# GOAL OF THE EXERCISE
The expected answer is all of the entries, written out exactly.

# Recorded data
----
PR #770, opened 2019-12-01
resolves #5 add JavaScript and Pug templates (optional dependency)

### LINKED ISSUE #5: Support custom templates
Not exactly sure how we'll get around the browser sandbox, but I'm sure something can be figured out.

Mogztter:
The implementation is only available in a Node environment.
In a browser environment, I think it's better to implement a custom converter. Reading template files using a synchronous `XMLHttpRequest` is inefficient and I think it's better to encourage users to create their own converter where they can precompile templates and/or use a single JavaScript file.

resolves #5


packages/core/lib/asciidoctor/js/asciidoctor_ext/node/template.rb
```diff
@@ -0,0 +1,194 @@
+# frozen_string_literal: true
```
Mogztter: @mojavelinux The code is very close to the [original implementation in Ruby](https://github.com/asciidoctor/asciidoctor/blob/master/lib/asciidoctor/converter/template.rb). To avoid code duplication, we could extract some parts and add conditional blocks or we could create a `TiltTemplateConverter` with the Tilt related bits.

packages/core/lib/asciidoctor/js/asciidoctor_ext/node/template.rb
```diff
@@ -0,0 +1,194 @@
...
+        when :js
+          template = `{ render: require(file), '$file': function() { return file } }`
+        else
+          next
+        end
+      end
+      result[name] = template
+    end
+    if helpers || ::File.file?(helpers = %(#{template_dir}/helpers.js))
+      `require(helpers)`
```
Mogztter: I think this feature is useless because the helper functions won't be available in the templates.
We could probably add an "helpers" property to the context?

```rb
@helpers = `require(helpers)`
# ...
`template.render({node: node, opts: opts, helpers: this.helpers})`
```

Mogztter:
Apparently Pug is not working with GraalVM, I need to debug it.

Mogztter:
> Apparently Pug is not working with GraalVM, I need to debug it.

It's working but it's really slow :disappointed:

Mogztter:
I will postpone this feature to 2.2.0.

Mogztter:
The following template engines are supported out-of-the-box:

- Pug
- Nunjucks
- EJS
- Handlebars

Please note that the dependencies are optional, so you will need to explicitly install the template engine you want to use. For instance, if you want to use Ninjucks, you will need to open a terminal and type:

```
$ npm i asciidoctor ninjucks
```

I've also added an example on how to register a template engine. In this case, I'm using [doT](http://olado.github.io/doT/):

```js
const options = { safe: 'safe', backend: ':html5', template_dir: '/pat/to/templates/dot', template_engine: 'dot' }
const fs = require('fs')

class DotTemplateEngine {
  constructor () {
    this.doT = require('dot')
  }

  compile (file, _) {
    const templateFn = this.doT.template(fs.readFileSync(file, 'utf8'))
    return {
      render: templateFn
    }
  }
}

asciidoctor.TemplateEngineRegistry.register(new DotTemplateEngine(), ['dot'])
const result = asciidoctor.convert('content', options)
expect(result).to.contain('<p class="paragraph-dot">content</p>')
```

**/pat/to/templates/dot/paragraph.dot**
```dot
<p class="paragraph-dot">{{= it.node.getContent() }}</p>
```

Mogztter:
I've renamed `TemplateEngineRegistry` to `TemplateEngine` to be consistent with the others API like `SyntaxHighlighter` (where you can `register` a new `SyntaxHighlighter`).

I've also added documentation and the TypeScript definition. I will play with it a few days before merging!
----
# REPLY TO THE TASK
PR #770, opened 2019-12-01
resolves #5 add JavaScript and Pug templates (optional dependency)

### LINKED ISSUE #5: Support custom templates
Not exactly sure how we'll get around the browser sandbox, but I'm sure something can be figured out.

Mogztter:
The implementation is only available in a Node environment.
In a browser environment, I think it's better to implement a custom converter. Reading template files using a synchronous `XMLHttpRequest` is inefficient and I think it's better to encourage users to create their own converter where they can precompile templates and/or use a single JavaScript file.

resolves #5


packages/core/lib/asciidoctor/js/asciidoctor_ext/node/template.rb
```diff
@@ -0,0 +1,194 @@
+# frozen_string_literal: true
```
Mogztter: @mojavelinux The code is very close to the [original implementation in Ruby](https://github.com/asciidoctor/asciidoctor/blob/master/lib/asciidoctor/converter/template.rb). To avoid code duplication, we could extract some parts and add conditional blocks or we could create a `TiltTemplateConverter` with the Tilt related bits.

packages/core/lib/asciidoctor/js/asciidoctor_ext/node/template.rb
```diff
@@ -0,0 +1,194 @@
...
+        when :js
+          template = `{ render: require(file), '$file': function() { return file } }`
+        else
+          next
+        end
+      end
+      result[name] = template
+    end
+    if helpers || ::File.file?(helpers = %(#{template_dir}/helpers.js))
+      `require(helpers)`
```
Mogztter: I think this feature is useless because the helper functions won't be available in the templates.
We could probably add an "helpers" property to the context?

```rb
@helpers = `require(helpers)`
# ...
`template.render({node: node, opts: opts, helpers: this.helpers})`
```

Mogztter:
Apparently Pug is not working with GraalVM, I need to debug it.

Mogztter:
> Apparently Pug is not working with GraalVM, I need to debug it.

It's working but it's really slow :disappointed:

Mogztter:
I will postpone this feature to 2.2.0.

Mogztter:
The following template engines are supported out-of-the-box:

- Pug
- Nunjucks
- EJS
- Handlebars

Please note that the dependencies are optional, so you will need to explicitly install the template engine you want to use. For instance, if you want to use Ninjucks, you will need to open a terminal and type:

```
$ npm i asciidoctor ninjucks
```

I've also added an example on how to register a template engine. In this case, I'm using [doT](http://olado.github.io/doT/):

```js
const options = { safe: 'safe', backend: ':html5', template_dir: '/pat/to/templates/dot', template_engine: 'dot' }
const fs = require('fs')

class DotTemplateEngine {
  constructor () {
    this.doT = require('dot')
  }

  compile (file, _) {
    const templateFn = this.doT.template(fs.readFileSync(file, 'utf8'))
    return {
      render: templateFn
    }
  }
}

asciidoctor.TemplateEngineRegistry.register(new DotTemplateEngine(), ['dot'])
const result = asciidoctor.convert('content', options)
expect(result).to.contain('<p class="paragraph-dot">content</p>')
```

**/pat/to/templates/dot/paragraph.dot**
```dot
<p class="paragraph-dot">{{= it.node.getContent() }}</p>
```

Mogztter:
I've renamed `TemplateEngineRegistry` to `TemplateEngine` to be consistent with the others API like `SyntaxHighlighter` (where you can `register` a new `SyntaxHighlighter`).

I've also added documentation and the TypeScript definition. I will play with it a few days before merging!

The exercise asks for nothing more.